--- Supplied material Enclosed Below ---
PR #7058, opened 2025-03-17
feat(gha): ensure action sources use commit hash

bt-macole:
## Description

Github Actions should pin the actions in workflows to SHA to prevent supply chain attacks such as this:
https://www.wiz.io/blog/github-action-tj-actions-changed-files-supply-chain-attack-cve-2025-30066

Fixes # 7057

## New/Edited policies

CKV_GHA_8

### Description
Ensure GitHub Action sources use a commit hash instead of a branch or tag to help prevent supply chain attacks.

### Fix
replace tag with the commit SHA with an optional comment referencing the version

example:
```yaml
jobs:
  checkov-job:
    runs-on: ubuntu-latest
    name: checkov-action
    steps:
      - name: Checkout with hash and comment on the same line
        uses: actions/checkout@11bd71901bbe5b1630ceea73d27597364c9af683 # v4.2.2
```

## Checklist:


checkov/github_actions/checks/job/RevisionHash.py
```diff
@@ -0,0 +1,36 @@
...
+
+class RevisionHash(BaseGithubActionsCheck):
+    def __init__(self) -> None:
+        name = "Ensure GitHub Action sources use a commit hash"
+        id = "CKV_GHA_8"
+        super().__init__(
+            name=name,
+            id=id,
+            block_type=BlockType.ARRAY,
+            supported_entities=('jobs', 'jobs.*.steps[]')
```
andycoellis, line 22: You may also want to add `'runs.steps[]'` to your supported_entities to capture the `uses` that can appear under `runs`. https://docs.github.com/en/actions/sharing-automations/creating-actions/metadata-syntax-for-github-actions#runsstepsuses

andycoellis:
Great work getting this up! Much needed 😄

checkov/github_actions/checks/job/RevisionHash.py
bt-macole: thats a good find. however, runs.steps[] is not a currently supported [resource type ](https://github.com/bridgecrewio/checkov/blob/main/checkov/github_actions/graph_builder/graph_components/resource_types.py)for github actions. seems like it should definitely be added though.

PR #7094, opened 2025-04-09
fix(terraform_plan): Ignore start and end code lines for provider resources during plan parsing

### LINKED ISSUE #7093: Terraform plan should not be emitted to results output for provider checks
**Describe the issue**

Tested with checkov 3.2.402

When running provider checks against a Terraform plan, portions of the plan (or the complete plan, if it's all on 1 line) can end up in the JSON results output.

**Example**

For the following simple Terraform:

```hcl
provider "aws" {
    region = "us-east-2"
}
```

Generate a plan.json file:

```
terraform init
terraform plan -out plan.out
terraform show -json plan.out > plan.json
```

Then run the built-in rule that checks for access keys in provider blocks:

```
checkov -f ./plan.json -c CKV_AWS_41 --output-file-path=./results.json -o json
```

The results output contains the entire plan in the `code_block` field since the plan JSON is on 1 line:

```
{
    
    "check_type": "terraform_plan",
    "results": {
        "passed_checks": [
            {
                "check_id": "CKV_AWS_41",
                "bc_check_id": "BC_AWS_SECRETS_5",
                "check_name": "Ensure no hard coded AWS access key and secret key exists in provider",
                "check_result": {
                    "result": "PASSED",
                    "evaluated_keys": []
                },
                "code_block": [
                    [
                        1,
                        "{\"format_version\":\"1.2\",\"terraform_version\":\"1.11.3\",\"planned_values\":{\"root_module\":{}},\"configuration\":{\"provider_config\":{\"aws\":{\"name\":\"aws\",\"full_name\":\"registry.terraform.io/hashicorp/aws\",\"expressions\":{\"region\":{\"constant_value\":\"us-east-2\"}}}},\"root_module\":{}},\"timestamp\":\"2025-04-09T20:30:44Z\",\"applyable\":false,\"complete\":true,\"errored\":false}\n"
                    ]
                ],
                "file_path": "/plan.json",
                "file_abs_path": "/home/alan/Temporary/checkov_issue/plan.json",
                "repo_file_path": "/plan.json",
                "file_line_range": [
                    0,
                    1
                ],
                ...
}
```

This can lead to very large JSON results files if the plan is large and there are several provider rules.

I noticed that when checkov is run against a plan for non-provider resources, checkov doesn't attempt to print a code block. 

**Additional**

I worked on a fix, I'll post the PR shortly.

alanszlosek:

## Description

When running provider checks against a Terraform plan, portions of the plan (or the complete plan, if it's all on 1 line) can end up in the JSON results output. This can leak secrets, and can result in very large JSON results files if the plan is large and multiple provider rules are run.

This PR uses 0 for all start/end lines for provider resources that come from a Terraform plan, which will prevent the plan from being printed.

Fixes #7093 

## Checklist:


tsmithv11 (changes requested):
Thanks for the contribution @alanszlosek! However, this is not a good UX as it would be harder to find and debug findings if we don't provide the line numbers. If you would like to set a maximum length of the block and have it configurable via an environment variable, with -1 as no maximum, then this is more likely to work. Then you can set the length to 1 to avoid having too large of a block in your JSON output.

alanszlosek:
> Thanks for the contribution @alanszlosek! However, this is not a good UX as it would be harder to find and debug findings if we don't provide the line numbers. If you would like to set a maximum length of the block and have it configurable via an environment variable, with -1 as no maximum, then this is more likely to work. Then you can set the length to 1 to avoid having too large of a block in your JSON output.

I agree, that would be poor UX.

Instead of investing the time in this fix, we'll work around the issue by ensuring our plan JSON is pretty-printed before using it with checkov.

Going to close this.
--- End of Enclosed Supplied material ---
Task goal: Could the entire listing be repeated exactly as written?

Your response:
PR #7058, opened 2025-03-17
feat(gha): ensure action sources use commit hash

bt-macole:
## Description

Github Actions should pin the actions in workflows to SHA to prevent supply chain attacks such as this:
https://www.wiz.io/blog/github-action-tj-actions-changed-files-supply-chain-attack-cve-2025-30066

Fixes # 7057

## New/Edited policies

CKV_GHA_8

### Description
Ensure GitHub Action sources use a commit hash instead of a branch or tag to help prevent supply chain attacks.

### Fix
replace tag with the commit SHA with an optional comment referencing the version

example:
```yaml
jobs:
  checkov-job:
    runs-on: ubuntu-latest
    name: checkov-action
    steps:
      - name: Checkout with hash and comment on the same line
        uses: actions/checkout@11bd71901bbe5b1630ceea73d27597364c9af683 # v4.2.2
```

## Checklist:


checkov/github_actions/checks/job/RevisionHash.py
```diff
@@ -0,0 +1,36 @@
...
+
+class RevisionHash(BaseGithubActionsCheck):
+    def __init__(self) -> None:
+        name = "Ensure GitHub Action sources use a commit hash"
+        id = "CKV_GHA_8"
+        super().__init__(
+            name=name,
+            id=id,
+            block_type=BlockType.ARRAY,
+            supported_entities=('jobs', 'jobs.*.steps[]')
```
andycoellis, line 22: You may also want to add `'runs.steps[]'` to your supported_entities to capture the `uses` that can appear under `runs`. https://docs.github.com/en/actions/sharing-automations/creating-actions/metadata-syntax-for-github-actions#runsstepsuses

andycoellis:
Great work getting this up! Much needed 😄

checkov/github_actions/checks/job/RevisionHash.py
bt-macole: thats a good find. however, runs.steps[] is not a currently supported [resource type ](https://github.com/bridgecrewio/checkov/blob/main/checkov/github_actions/graph_builder/graph_components/resource_types.py)for github actions. seems like it should definitely be added though.

PR #7094, opened 2025-04-09
fix(terraform_plan): Ignore start and end code lines for provider resources during plan parsing

### LINKED ISSUE #7093: Terraform plan should not be emitted to results output for provider checks
**Describe the issue**

Tested with checkov 3.2.402

When running provider checks against a Terraform plan, portions of the plan (or the complete plan, if it's all on 1 line) can end up in the JSON results output.

**Example**

For the following simple Terraform:

```hcl
provider "aws" {
    region = "us-east-2"
}
```

Generate a plan.json file:

```
terraform init
terraform plan -out plan.out
terraform show -json plan.out > plan.json
```

Then run the built-in rule that checks for access keys in provider blocks:

```
checkov -f ./plan.json -c CKV_AWS_41 --output-file-path=./results.json -o json
```

The results output contains the entire plan in the `code_block` field since the plan JSON is on 1 line:

```
{
    
    "check_type": "terraform_plan",
    "results": {
        "passed_checks": [
            {
                "check_id": "CKV_AWS_41",
                "bc_check_id": "BC_AWS_SECRETS_5",
                "check_name": "Ensure no hard coded AWS access key and secret key exists in provider",
                "check_result": {
                    "result": "PASSED",
                    "evaluated_keys": []
                },
                "code_block": [
                    [
                        1,
                        "{\"format_version\":\"1.2\",\"terraform_version\":\"1.11.3\",\"planned_values\":{\"root_module\":{}},\"configuration\":{\"provider_config\":{\"aws\":{\"name\":\"aws\",\"full_name\":\"registry.terraform.io/hashicorp/aws\",\"expressions\":{\"region\":{\"constant_value\":\"us-east-2\"}}}},\"root_module\":{}},\"timestamp\":\"2025-04-09T20:30:44Z\",\"applyable\":false,\"complete\":true,\"errored\":false}\n"
                    ]
                ],
                "file_path": "/plan.json",
                "file_abs_path": "/home/alan/Temporary/checkov_issue/plan.json",
                "repo_file_path": "/plan.json",
                "file_line_range": [
                    0,
                    1
                ],
                ...
}
```

This can lead to very large JSON results files if the plan is large and there are several provider rules.

I noticed that when checkov is run against a plan for non-provider resources, checkov doesn't attempt to print a code block. 

**Additional**

I worked on a fix, I'll post the PR shortly.

alanszlosek:

## Description

When running provider checks against a Terraform plan, portions of the plan (or the complete plan, if it's all on 1 line) can end up in the JSON results output. This can leak secrets, and can result in very large JSON results files if the plan is large and multiple provider rules are run.

This PR uses 0 for all start/end lines for provider resources that come from a Terraform plan, which will prevent the plan from being printed.

Fixes #7093 

## Checklist:


tsmithv11 (changes requested):
Thanks for the contribution @alanszlosek! However, this is not a good UX as it would be harder to find and debug findings if we don't provide the line numbers. If you would like to set a maximum length of the block and have it configurable via an environment variable, with -1 as no maximum, then this is more likely to work. Then you can set the length to 1 to avoid having too large of a block in your JSON output.

alanszlosek:
> Thanks for the contribution @alanszlosek! However, this is not a good UX as it would be harder to find and debug findings if we don't provide the line numbers. If you would like to set a maximum length of the block and have it configurable via an environment variable, with -1 as no maximum, then this is more likely to work. Then you can set the length to 1 to avoid having too large of a block in your JSON output.

I agree, that would be poor UX.

Instead of investing the time in this fix, we'll work around the issue by ensuring our plan JSON is pretty-printed before using it with checkov.

Going to close this.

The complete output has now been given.